(Collected data)
━━━━━━━━━━

PR #3783, opened 2026-08-31
[P2P-Store] Unregister buffers on GetReplica failure paths

chlins:
## Description

The replica-fetch path registers caller buffers with the transfer engine but never unregisters them on failure:

- In `doGetReplica`, if `memory.Add` fails partway through the buffer list, the buffers registered in earlier iterations stay registered. A transfer failure after all `Add` calls leaks every registration.
- In `GetReplica`, once `doGetReplica` has registered all buffers, a failure in the metadata recheck or in `updatePayloadMetadata` returns without any cleanup. `catalog.Add` only runs on full success, so a later `DeleteReplica` cannot release them either (`ErrPayloadNotOpened`).

`Register` already handles its own failure paths with `unregisterBuffers`; this PR applies the same pattern to the replica path: `doGetReplica` tracks what it registered and rolls back on its own failures, and `GetReplica` rolls back on post-transfer failures via a small `buffersFromLists` helper.

Note: this covers the error paths only. The pre-existing behavior where a repeated metadata recheck loop can bump registration refcounts more than once on success is unchanged and can be looked at separately if there is interest.

## Related Components

## Type of Change

- [x] Bug fix

## How Has This Been Tested?

**Test commands:**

━━━━━━━━━━

Take the lines above from the first through the one containing "has registered all" and reproduce them exactly; include nothing else.

## Answer to this task
PR #3783, opened 2026-08-31
[P2P-Store] Unregister buffers on GetReplica failure paths

chlins:
## Description

The replica-fetch path registers caller buffers with the transfer engine but never unregisters them on failure:

- In `doGetReplica`, if `memory.Add` fails partway through the buffer list, the buffers registered in earlier iterations stay registered. A transfer failure after all `Add` calls leaks every registration.
- In `GetReplica`, once `doGetReplica` has registered all buffers, a failure in the metadata recheck or in `updatePayloadMetadata` returns without any cleanup. `catalog.Add` only runs on full success, so a later `DeleteReplica` cannot release them either (`ErrPayloadNotOpened`).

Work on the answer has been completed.